Duignan joined the St Rynagh's club at a young age and played in all grades at juvenile and underage levels before eventually joining the St Rynagh's top adult team at senior level as a 16-year-old.

On 19 October 1986, Duignan lined out at left corner-forward when St Rynagh's qualified to play Coolderry in the final.
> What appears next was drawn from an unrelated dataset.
Issue #10924, opened 2022-02-16
Accessibility update aria links


Arhell:
![Screenshot_2](https://user-images.githubusercontent.com/26163841/154170224-b922261e-173a-4e7e-8247-970b02f8fd57.png)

He scored a point from play and was narrowly denied his first winners' medal after St Rynagh's suffered a 3–8 to 1–10 defeat.

Duignan lined out in a second successive senior final on 27 September 1987. Playing at right corner-forward, he was held scoreless throughout but ended the game with his first championship medal after the 0–11 to 0–9 defeat of Seir Kieran.
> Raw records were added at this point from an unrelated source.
PR #10943, opened 2022-02-18
Add note about gateways to protocol selection

howardjohn:


content/en/docs/ops/configuration/traffic-management/protocol-selection/index.md
```diff
@@ -63,3 +63,15 @@ spec:
   - number: 80
     name: http-web
 {{< /text >}}
+
+## Gateways
```
howardjohn, line 67: This is a bit subtle, here is what I wanted to get across:

* Downsteam protocol and upstream protocol are unrelated by default for Gateway, but not for mesh
* This means you ought to configure the upstream protocol if you want HTTP/2, since otherwise we use HTTP/1
* If you really know what you are doing, you can set useClientProtocol, but should be advised that many clients WILL use http/2, even if you didn't want them to, due to ALPN negotiation.

frankbu, line 67:
```suggestion
## HTTP gateway protocol selection
```

content/en/docs/ops/configuration/traffic-management/protocol-selection/index.md
```diff
@@ -63,3 +63,15 @@ spec:
...
+
+For HTTP gateways, if the protocol is not explicitly declared to be HTTP/1.1 (`http`) or HTTP/2 (`http2` or  `grpc`), the Gateway cannot automatically detect which protocol
+to use when forwarding to the backend Service.
+Instead, it will always use HTTP/1.1.
+If you want to automatically use the protocol the client used, the [`useClientProtocol`](https://istio.io/latest/docs/reference/config/networking/destination-rule/#ConnectionPoolSettings-HTTPSettings) option can be enabled for that Service.
+
+{{< warning >}}
+HTTPS Gateways will always [advertise](https://en.wikipedia.org/wiki/Application-Layer_Protocol_Negotiation) support for HTTP/1.1 and HTTP/2.
+This means that modern clients will often use HTTP/2, which may cause issues when using `useClientProtocol` if your application does not support HTTP/2.
+{{< /warning >}}
```
frankbu, line 77:
```suggestion
Unlike sidecars, gateways are by default unable to automatically detect the specific HTTP protocol to use when forwarding requests to backend services. Therefore, unless explicit protocol selection is used to specify HTTP/1.1 (`http`) or HTTP/2 (`http2` or  `grpc`), gateways will forward all incoming HTTP requests using HTTP/1.1.

Instead of using explicit protocol selection, you can instead instruct gateways to forward requests using the same protocol as the incoming request by setting the [`useClientProtocol`](/docs/reference/config/networking/destination-rule/#ConnectionPoolSettings-HTTPSettings) option for a Service. Note, however, that using this option with services that do not support HTTP/2 can be risky, because HTTPS gateways always [advertise](https://en.wikipedia.org/wiki/Application-Layer_Protocol_Negotiation) support for HTTP/1.1 and HTTP/2, so modern clients will often choose HTTP/2.
```

frankbu (approved):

Duignan was moved from the forwards to midfield for the 1988 Championship and lined out in that position in a third successive final on 23 October 1988. He ended the game on the losing side after a 3–13 to 4–6 defeat by Seir Kieran.
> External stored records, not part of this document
PR #11000, opened 2022-03-02
Removed the helm istio-operator install

litong01:
Since the istio-operator helm charts have been
removed, this is no longer possible to do. Remove
the instructions. Please also see this issue

https://github.com/istio/istio/issues/36157

- [X] Docs
- [ ] Installation
- [ ] Networking
- [ ] Policies and Telemetry
- [ ] Security
- [ ] Test and Release
- [ ] User Experience

### DIFF
--- a/content/en/docs/setup/install/operator/index.md
+++ b/content/en/docs/setup/install/operator/index.md
@@ -68,27 +68,6 @@ $ istioctl operator init --watchedNamespaces=istio-namespace1,istio-namespace2
 
 See the [`istioctl operator init` command reference](/docs/reference/commands/istioctl/#istioctl-operator-init) for details.
 
-{{< tip >}}
-You can alternatively deploy the operator using Helm:
-
-1. Create a namespace `istio-operator`.
-
-    {{< text bash >}}
-    $ kubectl create namespace istio-operator
-    {{< /text >}}
-
-1. Install operator using Helm.
-
-    {{< text bash >}}
-    $ helm install istio-operator manifests/charts/istio-operator \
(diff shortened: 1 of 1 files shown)


content/en/docs/setup/install/operator/index.md
```diff
@@ -68,27 +68,6 @@ $ istioctl operator init --watchedNamespaces=istio-namespace1,istio-namespace2
...
-    $ helm install istio-operator manifests/charts/istio-operator \
-        --set watchedNamespaces="istio-namespace1\,istio-namespace2" \
-        -n istio-operator
-    {{< /text >}}
-
-Note that you need to [download the Istio release](/docs/setup/getting-started/#download)
-to run the above command.
-{{< /tip >}}
-
 {{< warning >}}
```
ericvn, line 71: Also remove the warning? Talks about creating the namespace which is being removed in the tip.

litong01: will remove

ericvn:
The removed commands work fine for me. Trying to determine what is really removed.

content/en/docs/setup/install/operator/index.md
ericvn: Actually, re-reading this, the `init` is what creates the namespace, and you are not updating that, so you could leave the tip. It talks about differences from 1.10 which is no longer supported, so removing it is fine as well.

litong01:
The public helm repo has removed the operator charts, however, a user can still use local charts to install operator, thus leave the instruction alone, but one who is familiar with helm and not wanting to get charts first, will run into issues.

After a two-year absence, Duignan made a fourth final appearance on 14 October 1990. Lining out at midfield he was held scoreless throughout but claimed a second winners' medal after the 2–6 to 1–7 defeat of Birr.

Duignan was selected at right wing-forward when he lined out in a fifth championship final on 1 November 1992. He was once again held scoreless but collected a third winners' medal following a 0–10 to 0–9 defeat of Lusmagh. Duignan was once again in the half-forward line when St Rynagh's suffered a 2–13 to 0–13 by Buffer's Alley in the Leinster Club SHC final.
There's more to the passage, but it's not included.